Saya membeli buku ini sebulan sebelumnya. Baru beberapa bab saja saya baca pas ada waktu senggang. Dan kali itu adalah waktu yang cocok untuk saya khatamkan. Ternyata belum bisa mengkhatamkannya juga. Saya memang bukan pembaca cepat saat ini. Lain halnya dengan masa lalu, masa-masa rajin menulis resensi.
Apa yang saya dapatkan dari hasil bacaan tadi?
Ada beberapa kata kunci yang menarik untuk saya bahas. Tapi saya hanya akan membahas satu kata kunci saja.
Rhenald Kasali mengutip Vilfredo Pareto, seorang ekonom dan sosiolog berkebangsaan Italia, bahwa “Sebanyak 80 persen hasil ternyata diperoleh hanya dari 20 persen usaha.” Hal ini berlaku dalam bidang apapun.
Lantas, Rhenald memberi contohnya. Dia mengatakan bahwa dari seluruh pemakai gawai, ternyata hanya 20 persen di antara kita yang mampu memanfaatan 80 persen dari fungsi-fungsi yang tersedia pada gawainya. Sebaliknya, sebanyak 80 persen pemakai gawai ternyata haya bisa memakai 20 persen dari seluruh fungsi yang tersedia dalam peranti tersebut. Banyak aplikasi lain yang menunjang dirinya tidak dimanfaatkan dengan baik.
Dalam kasus lain, hanya 20 persen pegawai dan staf yang mendukung proses transformasi. Selebihnya menolak, diam saja, tidak mengerti, atau ikut arus. Soal distribusi kekayaan juga sama, ternyata sebanyak 80 persen dikuasai hanya oleh 20 persen warga dunia. Sebaliknya 80 persen masyarakat dunia memperebutkan 20 persen kekayaan yang tersisa. Dan masih banyak lagi contoh lain.
Dari sudut pandang lain yang agak bermiripan dengan pernyataan Pareto adalah pernyataan George Bernard Shaw, seorang sastrawan, yang mengatakan, “Two percent of the people think; three percent of the people think they think; and ninety-five percent of the people would rather die than think.”
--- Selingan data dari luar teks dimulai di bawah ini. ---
PR #1085, opened 2015-07-23
Improve build

jimmyxian:
Improve build
Implement : https://github.com/docker/swarm/issues/632  https://github.com/docker/swarm/issues/694

PR #1146, opened 2015-08-12
Add support images -a

jimmyxian:

### DIFF
--- a/cluster/engine.go
+++ b/cluster/engine.go
@@ -185,7 +185,7 @@ func (e *Engine) RemoveImage(image *Image, name string) ([]*dockerclient.ImageDe
 
 // RefreshImages refreshes the list of images on the engine.
 func (e *Engine) RefreshImages() error {
-	images, err := e.client.ListImages(false)
+	images, err := e.client.ListImages(true)
 	if err != nil {
 		return err
 	}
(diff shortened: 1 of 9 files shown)


chanwit:
@jimmyxian It seems we need some integration tests for this PR :)

jimmyxian:
@chanwit Yeah..Forget to `git commit`. :)

cluster/swarm/cluster.go
```diff
@@ -298,7 +298,7 @@ func (c *Cluster) RemoveImages(name string) ([]*dockerclient.ImageDelete, error)
 	errs := []string{}
 	var err error
 	for _, e := range c.engines {
-		for _, image := range e.Images() {
+		for _, image := range e.Images(true) {
```
chanwit: Correct me if I am wrong. The default value is `false` so why `true` is used here?

scheduler/node/node.go
```diff
@@ -34,7 +34,7 @@ func NewNode(e *cluster.Engine) *Node {
 		Name:        e.Name,
 		Labels:      e.Labels,
 		Containers:  e.Containers(),
-		Images:      e.Images(),
+		Images:      e.Images(true),
```
chanwit: Here is also.

cluster/engine.go
```diff
@@ -185,7 +185,7 @@ func (e *Engine) RemoveImage(image *Image, name string) ([]*dockerclient.ImageDe
 
 // RefreshImages refreshes the list of images on the engine.
 func (e *Engine) RefreshImages() error {
-	images, err := e.client.ListImages(false)
+	images, err := e.client.ListImages(true)
```
chanwit: I am not sure why we need to `ListImages(true)` instead of the old `false`?

jimmyxian:
@chanwit https://github.com/docker/swarm/pull/1085#issuecomment-126522219
* `all=true` : get all images(including intermediate layers)
* `all=false` : get the images which have repotag

chanwit:
@jimmyxian Thank for clarifying.
LGTM

abronan:
LGTM

PR #1154, opened 2015-08-16
bump version to 0.5.0-dev

### LINKED ISSUE #1153: Proposal: versioning scheme
Currently `swarm` version is changed only when releasing. This is a bit confusing for someone to report issues. (For example, `swarm` version is still marked as 0.4.0 but we started committing 0.5.0 works into master.)

We should follow Docker's versioning scheme to help solve this problem. For example, 

 *  We are now in the new sprint (Sprint 22). At the beginning of a new sprint just after releasing, we should bump the version to `0.${x+1}.0-dev'.
 * After the latest RC, we should strip `-dev` out of the version number, just before tagging a new release.

I think this is a minimal change to help maintaining versions in a bit better way.

WDYT?

chanwit:
This PR fixes #1153 to support versioning scheme that switches between `release` (version containing only digits) and `-dev` (development versions).

### DIFF
--- a/version/version.go
+++ b/version/version.go
@@ -2,7 +2,7 @@ package version
 
 var (
 	// VERSION should be updated by hand at each release
-	VERSION = "0.4.0"
+	VERSION = "0.5.0-dev"
 
 	// GITCOMMIT will be overwritten automatically by the build system
 	GITCOMMIT = "HEAD"


jimmyxian:
LGTM

chanwit:
ping @abronan 
As it's a bit changing the release process. I'm wait for comments @aluzzardi and @vieux too.

abronan:
LGTM (let's wait for @aluzzardi and @vieux's comments on this)

aluzzardi:
LGTM

PR #1155, opened 2015-08-17
prevent double logs with mesos

vieux:
`/create` with with Mesos backend will also start the container.

When you do a `docker run` the cli is doing `/create` and `/start`
For short lived containers, like `busybox ls` it's an issue because it will start the container another time.
You will see 2 `ls` in the logs

With this PR the start is handled by the cluster, it's not proxied anymore. So the mesos backend can choose to no start the container.


abronan:
@vieux Seems like the build is timing out for Mesos on Jenkins :confused:

chanwit:
@vieux both `janky` and my local regression hang after displaying this line:
`ok 89 mesos - docker commit`.

abronan:
LGTM

chanwit:
LGTM

vieux:
It's my fault but we shouldn't have merge this one, there is a bug in it, that's why `mesos - docker run short lived` never ends.

chanwit:
should we revert it then?

vieux:
@chanwit https://github.com/docker/swarm/pull/1192 :)

vieux:
again, it's my fault, I should have added the `mesos - docker run short lived` test in this PR instead of a new one.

Dalam hal ini Rhenald memberi contoh dalam dunia pendidikan, bahwa hanya dua persen dari seluruh tenaga pendidik yang betul-betul menjalankan perannya sebagai pendidik. Mereka ini adalah orang- orang yang tidak sekadar memindahkan isi buku ke kepala murid-murid, tetapi juga memperbaiki cara berpikirnya dan menerapkan ilmunya dalam kehidupan sehari-hari. Makanya, hanya sedikit yang punya karya besar, bukan?
Dari dua teori di atas membuktikan bahwa kita punya kecenderungan menjadi passenger ketimbang driver (meminjam istilah Rhenald Kasali). Kita tidak mau bersusah payah melakukan sesuatu yang berbeda yang tentunya harus lebih baik dari yang sudah ada. Singkatnya, kita tidak ingin keluar dari zona nyaman. Nyaman yang sebenarnya melenakan. Bagaimana bisa?